### Task instructions
The expected output is every entry, repeated exactly.

### Dataset extract

—————

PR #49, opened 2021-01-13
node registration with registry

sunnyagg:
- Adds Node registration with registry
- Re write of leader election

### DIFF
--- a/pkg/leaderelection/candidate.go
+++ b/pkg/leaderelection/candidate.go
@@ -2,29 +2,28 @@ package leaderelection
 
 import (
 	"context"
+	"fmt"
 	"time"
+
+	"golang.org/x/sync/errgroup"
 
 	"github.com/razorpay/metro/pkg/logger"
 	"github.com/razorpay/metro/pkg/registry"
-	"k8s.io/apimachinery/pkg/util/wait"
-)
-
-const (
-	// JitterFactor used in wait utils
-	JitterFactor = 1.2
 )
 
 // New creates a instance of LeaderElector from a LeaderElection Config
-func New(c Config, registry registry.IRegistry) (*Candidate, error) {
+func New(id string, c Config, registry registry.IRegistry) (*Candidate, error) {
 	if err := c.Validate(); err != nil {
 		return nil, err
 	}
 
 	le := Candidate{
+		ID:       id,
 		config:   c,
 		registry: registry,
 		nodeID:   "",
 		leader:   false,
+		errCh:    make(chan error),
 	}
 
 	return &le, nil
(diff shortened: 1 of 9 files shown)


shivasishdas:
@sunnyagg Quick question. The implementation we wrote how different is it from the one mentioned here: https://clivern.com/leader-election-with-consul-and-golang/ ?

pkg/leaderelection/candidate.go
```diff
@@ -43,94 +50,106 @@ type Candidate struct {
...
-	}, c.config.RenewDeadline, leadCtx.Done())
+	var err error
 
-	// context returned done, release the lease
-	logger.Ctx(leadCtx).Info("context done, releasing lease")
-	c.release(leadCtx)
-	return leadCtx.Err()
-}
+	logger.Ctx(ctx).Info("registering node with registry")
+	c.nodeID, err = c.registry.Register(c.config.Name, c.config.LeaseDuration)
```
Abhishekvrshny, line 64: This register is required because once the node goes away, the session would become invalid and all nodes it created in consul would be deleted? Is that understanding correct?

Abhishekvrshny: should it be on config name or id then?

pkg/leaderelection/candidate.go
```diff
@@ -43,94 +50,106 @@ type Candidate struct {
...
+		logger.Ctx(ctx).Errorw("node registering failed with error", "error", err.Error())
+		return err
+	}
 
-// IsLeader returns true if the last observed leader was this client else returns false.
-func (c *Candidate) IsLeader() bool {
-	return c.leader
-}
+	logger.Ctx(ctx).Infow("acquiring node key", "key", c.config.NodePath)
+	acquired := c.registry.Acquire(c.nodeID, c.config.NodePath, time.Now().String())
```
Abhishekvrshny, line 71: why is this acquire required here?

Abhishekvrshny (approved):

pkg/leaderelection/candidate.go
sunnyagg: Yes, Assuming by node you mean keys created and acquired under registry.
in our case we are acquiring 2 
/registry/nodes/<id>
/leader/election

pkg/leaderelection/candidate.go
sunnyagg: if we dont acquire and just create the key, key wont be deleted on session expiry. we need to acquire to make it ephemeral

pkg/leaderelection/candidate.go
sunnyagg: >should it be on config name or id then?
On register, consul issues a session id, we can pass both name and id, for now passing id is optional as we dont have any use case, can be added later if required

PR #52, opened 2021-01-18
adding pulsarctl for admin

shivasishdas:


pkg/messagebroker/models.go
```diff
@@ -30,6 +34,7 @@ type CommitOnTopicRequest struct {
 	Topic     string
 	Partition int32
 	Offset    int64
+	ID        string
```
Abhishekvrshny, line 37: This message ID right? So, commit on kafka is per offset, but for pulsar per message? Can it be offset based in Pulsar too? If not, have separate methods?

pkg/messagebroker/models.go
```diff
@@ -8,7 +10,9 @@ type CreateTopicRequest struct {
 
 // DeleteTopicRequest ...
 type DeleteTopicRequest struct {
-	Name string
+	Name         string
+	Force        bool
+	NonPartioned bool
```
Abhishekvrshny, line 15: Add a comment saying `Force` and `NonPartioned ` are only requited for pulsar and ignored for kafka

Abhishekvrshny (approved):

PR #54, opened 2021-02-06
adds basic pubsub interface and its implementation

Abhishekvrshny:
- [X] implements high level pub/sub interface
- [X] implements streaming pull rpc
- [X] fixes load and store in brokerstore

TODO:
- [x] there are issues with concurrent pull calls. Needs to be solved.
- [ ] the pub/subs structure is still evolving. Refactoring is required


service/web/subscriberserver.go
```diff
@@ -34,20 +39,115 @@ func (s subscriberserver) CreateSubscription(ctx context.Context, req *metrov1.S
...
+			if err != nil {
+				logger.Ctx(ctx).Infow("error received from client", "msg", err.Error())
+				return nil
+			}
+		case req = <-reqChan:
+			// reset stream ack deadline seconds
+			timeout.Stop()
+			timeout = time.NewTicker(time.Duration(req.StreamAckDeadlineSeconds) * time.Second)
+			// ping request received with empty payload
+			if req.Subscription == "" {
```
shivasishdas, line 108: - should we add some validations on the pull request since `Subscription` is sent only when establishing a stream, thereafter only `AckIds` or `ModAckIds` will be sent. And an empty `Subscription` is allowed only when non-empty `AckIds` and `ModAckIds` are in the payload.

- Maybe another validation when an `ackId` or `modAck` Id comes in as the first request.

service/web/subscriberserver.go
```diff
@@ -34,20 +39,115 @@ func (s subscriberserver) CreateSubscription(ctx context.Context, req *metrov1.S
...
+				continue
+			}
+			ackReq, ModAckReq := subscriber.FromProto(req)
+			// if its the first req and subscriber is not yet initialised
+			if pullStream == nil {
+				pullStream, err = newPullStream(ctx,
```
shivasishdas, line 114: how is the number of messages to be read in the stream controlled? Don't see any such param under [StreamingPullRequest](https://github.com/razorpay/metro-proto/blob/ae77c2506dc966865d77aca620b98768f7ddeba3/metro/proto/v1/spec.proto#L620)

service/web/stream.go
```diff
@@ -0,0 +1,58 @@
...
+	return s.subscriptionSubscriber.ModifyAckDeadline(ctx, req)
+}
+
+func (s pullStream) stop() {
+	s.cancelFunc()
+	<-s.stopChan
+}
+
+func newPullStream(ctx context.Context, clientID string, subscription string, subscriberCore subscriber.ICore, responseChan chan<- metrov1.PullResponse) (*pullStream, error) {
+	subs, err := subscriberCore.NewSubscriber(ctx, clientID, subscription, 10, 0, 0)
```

—————

### Answer to this task
PR #49, opened 2021-01-13
node registration with registry

sunnyagg:
- Adds Node registration with registry
- Re write of leader election

### DIFF
--- a/pkg/leaderelection/candidate.go
+++ b/pkg/leaderelection/candidate.go
@@ -2,29 +2,28 @@ package leaderelection
 
 import (
 	"context"
+	"fmt"
 	"time"
+
+	"golang.org/x/sync/errgroup"
 
 	"github.com/razorpay/metro/pkg/logger"
 	"github.com/razorpay/metro/pkg/registry"
-	"k8s.io/apimachinery/pkg/util/wait"
-)
-
-const (
-	// JitterFactor used in wait utils
-	JitterFactor = 1.2
 )
 
 // New creates a instance of LeaderElector from a LeaderElection Config
-func New(c Config, registry registry.IRegistry) (*Candidate, error) {
+func New(id string, c Config, registry registry.IRegistry) (*Candidate, error) {
 	if err := c.Validate(); err != nil {
 		return nil, err
 	}
 
 	le := Candidate{
+		ID:       id,
 		config:   c,
 		registry: registry,
 		nodeID:   "",
 		leader:   false,
+		errCh:    make(chan error),
 	}
 
 	return &le, nil
(diff shortened: 1 of 9 files shown)


shivasishdas:
@sunnyagg Quick question. The implementation we wrote how different is it from the one mentioned here: https://clivern.com/leader-election-with-consul-and-golang/ ?

pkg/leaderelection/candidate.go
```diff
@@ -43,94 +50,106 @@ type Candidate struct {
...
-	}, c.config.RenewDeadline, leadCtx.Done())
+	var err error
 
-	// context returned done, release the lease
-	logger.Ctx(leadCtx).Info("context done, releasing lease")
-	c.release(leadCtx)
-	return leadCtx.Err()
-}
+	logger.Ctx(ctx).Info("registering node with registry")
+	c.nodeID, err = c.registry.Register(c.config.Name, c.config.LeaseDuration)
```
Abhishekvrshny, line 64: This register is required because once the node goes away, the session would become invalid and all nodes it created in consul would be deleted? Is that understanding correct?

Abhishekvrshny: should it be on config name or id then?

pkg/leaderelection/candidate.go
```diff
@@ -43,94 +50,106 @@ type Candidate struct {
...
+		logger.Ctx(ctx).Errorw("node registering failed with error", "error", err.Error())
+		return err
+	}
 
-// IsLeader returns true if the last observed leader was this client else returns false.
-func (c *Candidate) IsLeader() bool {
-	return c.leader
-}
+	logger.Ctx(ctx).Infow("acquiring node key", "key", c.config.NodePath)
+	acquired := c.registry.Acquire(c.nodeID, c.config.NodePath, time.Now().String())
```
Abhishekvrshny, line 71: why is this acquire required here?

Abhishekvrshny (approved):

pkg/leaderelection/candidate.go
sunnyagg: Yes, Assuming by node you mean keys created and acquired under registry.
in our case we are acquiring 2 
/registry/nodes/<id>
/leader/election

pkg/leaderelection/candidate.go
sunnyagg: if we dont acquire and just create the key, key wont be deleted on session expiry. we need to acquire to make it ephemeral

pkg/leaderelection/candidate.go
sunnyagg: >should it be on config name or id then?
On register, consul issues a session id, we can pass both name and id, for now passing id is optional as we dont have any use case, can be added later if required

PR #52, opened 2021-01-18
adding pulsarctl for admin

shivasishdas:


pkg/messagebroker/models.go
```diff
@@ -30,6 +34,7 @@ type CommitOnTopicRequest struct {
 	Topic     string
 	Partition int32
 	Offset    int64
+	ID        string
```
Abhishekvrshny, line 37: This message ID right? So, commit on kafka is per offset, but for pulsar per message? Can it be offset based in Pulsar too? If not, have separate methods?

pkg/messagebroker/models.go
```diff
@@ -8,7 +10,9 @@ type CreateTopicRequest struct {
 
 // DeleteTopicRequest ...
 type DeleteTopicRequest struct {
-	Name string
+	Name         string
+	Force        bool
+	NonPartioned bool
```
Abhishekvrshny, line 15: Add a comment saying `Force` and `NonPartioned ` are only requited for pulsar and ignored for kafka

Abhishekvrshny (approved):

PR #54, opened 2021-02-06
adds basic pubsub interface and its implementation

Abhishekvrshny:
- [X] implements high level pub/sub interface
- [X] implements streaming pull rpc
- [X] fixes load and store in brokerstore

TODO:
- [x] there are issues with concurrent pull calls. Needs to be solved.
- [ ] the pub/subs structure is still evolving. Refactoring is required


service/web/subscriberserver.go
```diff
@@ -34,20 +39,115 @@ func (s subscriberserver) CreateSubscription(ctx context.Context, req *metrov1.S
...
+			if err != nil {
+				logger.Ctx(ctx).Infow("error received from client", "msg", err.Error())
+				return nil
+			}
+		case req = <-reqChan:
+			// reset stream ack deadline seconds
+			timeout.Stop()
+			timeout = time.NewTicker(time.Duration(req.StreamAckDeadlineSeconds) * time.Second)
+			// ping request received with empty payload
+			if req.Subscription == "" {
```
shivasishdas, line 108: - should we add some validations on the pull request since `Subscription` is sent only when establishing a stream, thereafter only `AckIds` or `ModAckIds` will be sent. And an empty `Subscription` is allowed only when non-empty `AckIds` and `ModAckIds` are in the payload.

- Maybe another validation when an `ackId` or `modAck` Id comes in as the first request.

service/web/subscriberserver.go
```diff
@@ -34,20 +39,115 @@ func (s subscriberserver) CreateSubscription(ctx context.Context, req *metrov1.S
...
+				continue
+			}
+			ackReq, ModAckReq := subscriber.FromProto(req)
+			// if its the first req and subscriber is not yet initialised
+			if pullStream == nil {
+				pullStream, err = newPullStream(ctx,
```
shivasishdas, line 114: how is the number of messages to be read in the stream controlled? Don't see any such param under [StreamingPullRequest](https://github.com/razorpay/metro-proto/blob/ae77c2506dc966865d77aca620b98768f7ddeba3/metro/proto/v1/spec.proto#L620)

service/web/stream.go
```diff
@@ -0,0 +1,58 @@
...
+	return s.subscriptionSubscriber.ModifyAckDeadline(ctx, req)
+}
+
+func (s pullStream) stop() {
+	s.cancelFunc()
+	<-s.stopChan
+}
+
+func newPullStream(ctx context.Context, clientID string, subscription string, subscriberCore subscriber.ICore, responseChan chan<- metrov1.PullResponse) (*pullStream, error) {
+	subs, err := subscriberCore.NewSubscriber(ctx, clientID, subscription, 10, 0, 0)
```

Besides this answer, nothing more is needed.